Iraq’s highest appeals court upheld former President Saddam Hussein’s death sentence and said he must be hanged “within 30 days.” Good. Just don’t put Basra’s serious crimes unit in charge of the execution. That unit, like many police forces in Iraq, was infiltrated by militias and criminal elements, the New York Times reported. British and Iraqi soldiers attacked the unit’s station Monday and rescued 127 prisoners, many of whom had been tortured. “The serious crimes unit was at the center of death squad activity,” said British military spokesman Maj. Charlie Burbridge.
Posted by Phillip Brownlee
It’s been a tough month for Iranian President Mahmoud Ahmadinejad. The latest bad news: Iran’s oil export revenues are plummeting.
CNN reports that oil revenue has been declining at up to 12 percent a year, mostly because of Iran’s neglect of its oil infrastructure and perceived hostility to foreign investment. If the trend continues, oil revenue could disappear by 2015.
In a report written for the National Academy of Sciences, author Roger Stern said that if the United States can “hold its breath” for a few years, it may find a cash-strapped Iran quite a bit less belligerent than it is now — an excellent reason, he says, to put off any plans to take on Iran militarily.
Posted by Dave Knadler
All was not forgiven after Sen. Sam Brownback, R-Kan., got out of the way of the nomination to the federal bench of Michigan Court of Appeals Judge Janet Neff last week. The New York Times editorialized: “Whether someone has attended a same-sex commitment ceremony is not a worthy litmus test to impose on someone seeking an important office. Whether someone holds hateful views toward gay people certainly is.”

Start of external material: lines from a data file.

PR #125, opened 2021-10-04
contain-expr reworked

goessner:


draft-ietf-jsonpath-base.md
```diff
@@ -1066,9 +1066,11 @@ regex-expr   = regex-op regex
 regex-op     = "=~"                                   ; regular expression match
 regex        = <TO BE DEFINED>
 
-contain-expr = in-op container
+contain-expr = containable in-op container
+containable  = rel-path / json-path /                 ; path to primitive value 
+               number / string-literal
 in-op        = " in "                                 ; in operator
```
glyn, line 1072: Not sure why spaces need to be included in this token. Wouldn't it be better to require arbitrary whitespace either side of the token instead?

draft-ietf-jsonpath-base.md
```diff
@@ -1078,9 +1080,10 @@ Notes:
 <!-- issue: comparison with structured value -->
 * Types are not implicitly converted in comparisons.
   So `"13 == '13'"` selects no node.
-* A member or element value by itself is *falsy* only, if it does not exist. Otherwise it is *truthy*, resulting in its value. To be more specific explicit comparisons are necessary. This existence test — as an exception of the general rule — also works with complex values.
+* A member or element value by itself is *falsy* only, if it does not exist. Otherwise it is *truthy*, resulting in its value. To be more specific explicit comparisons are necessary. This existence test — as an exception of the general rule — also works with structured values.
 * Regular expression tests can be applied to `string` values only.
-* Containment tests work with arrays and objects.
+* The value of LHS `containable` of a `contain-expr` is compared to every single element of the RHS `container`. In case of a match a selection occurs. Containment tests — like comparisons — are restricted to primitive values. So even if a structured `containable` value is equal to a certain structured value in `container`, no selection is done.
```
glyn, line 1085: Why this restriction? This behaviour would probably be surprising to most users.

I think there was resistance to implementing deep equals, but I'm still not sure there's much of an issue in doing that.

glyn, line 1085: Let's avoid unnecessary acronyms:
```suggestion
* The value of the first operand (`containable`) of a `contain-expr` is compared to every single element of the RHS `container`. In case of a match a selection occurs. Containment tests — like comparisons — are restricted to primitive values. So even if a structured `containable` value is equal to a certain structured value in `container`, no selection is done.
```

draft-ietf-jsonpath-base.md
```diff
@@ -1078,9 +1080,10 @@ Notes:
...
+* The value of RHS `container` of a `contain-expr` needs to be resolved to an array. Otherwise nothing is selected.
```
glyn, line 1086:
```suggestion
* The value of the second operand (`container`) of a `contain-expr` needs to be resolved to an array. Otherwise nothing is selected.
```

draft-ietf-jsonpath-base.md
```diff
@@ -1066,9 +1066,11 @@ regex-expr   = regex-op regex
 regex-op     = "=~"                                   ; regular expression match
 regex        = <TO BE DEFINED>
 
-contain-expr = in-op container
+contain-expr = containable in-op container
```
glyn, line 1069: Would `content` would be a better term than `containable`?

glyn (changes requested):
My main issue with this PR is that the restrictions seem quite unintuitive.

draft-ietf-jsonpath-base.md
goessner: In fact I was thinking about using whitespace `W` here. But there are some other locations in the spec where this should be done ... perhaps within a another special whitespace PR.

draft-ietf-jsonpath-base.md
goessner: I consider `content` far too general. Perhaps `contain-val` or `contain-value` is a more specific and better term.

draft-ietf-jsonpath-base.md
goessner: Motivation here was consistency with `comp-expr`, which is restricted to primitives. So loosening this restriction should also impact comparisons. Do we really want to open this Pandora's Box?

glyn: > Motivation here was consistency with comp-expr, which is restricted to primitives. So loosening this restriction should also impact comparisons. Do we really want to open this Pandora's Box?

Perhaps; perhaps not. But I'd like to understand what issues there are, if any, specifying the behaviour of equality tests of non-primitives (essentially, deep equals). I think we agreed at the last meeting that _implementing_ deep equals is relatively straightforward.

draft-ietf-jsonpath-base.md
glyn: Yes, a whitespace cleanup is probably overdue.

draft-ietf-jsonpath-base.md
glyn: I was aiming for symmetry with `container`. If we want to be more specific, then how about something like the following?
```suggestion
contain-expr = primitive-value in-op array-value
```

PR #137, opened 2021-11-28
Address (most of) Michael McCool's comments

cabo:


sthagen (approved):
Looks good to me (should the DELETEME comment go away or the subsequent para?)

sthagen (approved):

goessner (approved):
I consider this an overall improvement ... thanks.

cabo:
On 29. Nov 2021, at 04:20, Stefan Hagen ***@***.***> wrote:
> 
> Looks good to me (should the DELETEME comment go away or the subsequent para?
> 
Both :-)
(Let’s do that consciously in the next PR.)

Grüße, Carsten

draft-ietf-jsonpath-base.md
```diff
@@ -416,17 +417,17 @@ be used with a comparable XML document; see also {{xpath-overview}}.
 ## Overview {#synsem-overview}
 
 A JSONPath query is a string which selects zero or more nodes of a piece of JSON.
-A valid query conforms to the ABNF syntax defined by this document.
 
-A query MUST be encoded using UTF-8. To parse a query according to
-the grammar in this document, its UTF-8 form SHOULD first be decoded into
+A query MUST be encoded using UTF-8.
+The grammar for queries given in this document assumes that its UTF-8 form is first be decoded into
```
glyn, line 422: Typo, should be: "... is first decoded into ..."

(Meta comment: I can no longer make suggestions. The icon has disappeared!)

draft-ietf-jsonpath-base.md
```diff
@@ -416,17 +417,17 @@ be used with a comparable XML document; see also {{xpath-overview}}.
...
 Unicode code points as described
-in {{RFC3629}}.
+in {{RFC3629}}; implementation approaches that lead to an equivalent
+result are possible.
```
glyn, line 425: The statement after the semicolon seems unnecessary. Isn't that always the case for IETF or any other specifications?

draft-ietf-jsonpath-base.md
```diff
@@ -416,17 +417,17 @@ be used with a comparable XML document; see also {{xpath-overview}}.
...
 
 A string to be used as a JSONPath query needs to be *well-formed* and
 *valid*.
 A string is a well-formed JSONPath query if it conforms to the syntax
-of JSONPath.
+of JSONPath, as defined by the ABNF syntax in this document.
```
glyn, line 430: I suggest the more concise: "A string is a well-formed JSONPath query if it conforms to the ABNF syntax in this document."

draft-ietf-jsonpath-base.md
```diff
@@ -624,17 +626,18 @@ ALPHA           =  %x41-5A / %x61-7A    ; A-Z / a-z
 ~~~~
 
 Member names containing other characters than allowed by
```
glyn, line 628: This isn't strictly in the PR, but since we are changing the sentence, better English would be "Member names containing characters other than allowed by".

draft-ietf-jsonpath-base.md
```diff
@@ -646,7 +649,8 @@ not encode Unicode characters.
 #### Syntax
 {: unnumbered}
 
-The dot wild card selector has the form `.*`.
+The dot wild card selector has the form `.*` as defined in the
+following syntax:
```
glyn, line 653: This is getting a little wordy and would probably need to be applied throughout the document for consistency. Isn't it obvious that a piece of ABNF in a syntax section is the normative syntax for the construct being discussed?

draft-ietf-jsonpath-base.md
```diff
@@ -1087,13 +1098,15 @@ Notes:
...
+<!-- FIXME: Should the syntax column be split between unary and binary operators? -->
+
 | Precedence | Operator type | Syntax |
 |:--:|:--:|:--:|
 |  5  | Grouping | `(...)` |
 |  4  | Logical NOT | `!` |
 |  3  | Relations | `==`&nbsp;`!=`<br>`<`&nbsp;`<=`&nbsp;`>`&nbsp;`>=`<br>`=~`<br>` in ` |
 |  2  | Logical AND | `&&` |
-|  1  | Logical OR | `\|\|` |
+|  1  | Logical OR | `¦¦`   |
```
glyn, line 1109: The symbol looks wrong to me. It appears to consist of two punctured vertical bars (`¦¦`, each of which is U+00A6) rather than vertical bars (`||`, each of which is U+007C).

draft-ietf-jsonpath-base.md
```diff
@@ -1184,6 +1197,11 @@ the emerging JSON community became apparent, specifically for:
   client, so the server can reduce the amount of data in its response,
   minimizing bandwidth usage.
 
+(Note that XPath has evolved since 2007, and recent versions even
+nominally support operating inside JSON values.
+This appendix only discusses the more widely used version of XPath
+that was available in 2007.)
```
glyn, line 1203: Perhaps there is a case for deleting the appendix? I don't really think it adds much value.

glyn (changes requested):

draft-ietf-jsonpath-base.md
cabo: To be fixed in next commit.

draft-ietf-jsonpath-base.md
cabo: Yes, but we also tend to always point that out.

draft-ietf-jsonpath-base.md
cabo: Fixed in next commit.

draft-ietf-jsonpath-base.md
cabo: Fixed in next commit.

draft-ietf-jsonpath-base.md
cabo: The reason for the wordiness is that the sentence ended in ".*." before -- at least in the plaintext rendering.  So we now have to contort our sentences to avoid that run-in.

draft-ietf-jsonpath-base.md
cabo: That is a markdown trick.  The backslashes are definitely wrong. ¦¦ is rendered || by xml2rfc.

draft-ietf-jsonpath-base.md
cabo: We can discuss this; I think it is still useful for people who know XPath (who by the way typically will know 1.0, not 3.0).

glyn (approved):
Thanks @cabo! Nice work.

Newsday opined: “In the annals of politicians using the federal judiciary as a foil to advance their own careers, the shenanigans of Sen. Sam Brownback (R-Kan.) will earn a special spot in the section dedicated to bigoted fools.”
Posted by Rhonda Holman
Premarital sex is the norm for most Americans and has been for decades, according to a new study by the Guttmacher Institute. An overwhelming majority of Americans — 9 in 10 people, men and women — told researchers that they had sex before marriage. The figure remains steady even for older Americans raised in the 1940s and 1950s, which casts doubt on theories of a golden age of chastity in America.
One of the study’s authors, Lawrence Finer, called this a “reality check” to those opposing sex education, including the Bush administration, which has poured hundreds of millions of dollars into abstinence-only programs.
“It would be more effective,” Finer said, “to provide young people with the skills and information they need to be safe once they become sexually active — which nearly everyone eventually will.”
Posted by Randy Scholfield
Some conservative pundits are huffing about the Iraq Study Group’s recommendation that the Bush administration negotiate with Syria and Iran. But President Reagan showed that negotiating with your enemy isn’t a sign of weakness, nor does it require abandoning your ideals. As Abraham Sofaer of the Hoover Institution noted in a commentary in the Wall Street Journal: “The arguments against negotiating with Syria and Iran were also made against negotiating with the Soviet Union, and by some of the same people. . . . President Reagan challenged Soviet behavior by supporting groups fighting communist intervention, building the military, strengthening NATO, condemning human-rights violations, commencing a missile-defense program, and conveying the message of freedom in every way possible. George Shultz supported these efforts but sought to negotiate with the Soviets in an attempt to increase stability, reduce nuclear weapons, attain freedom for oppressed groups, and enhance understanding.”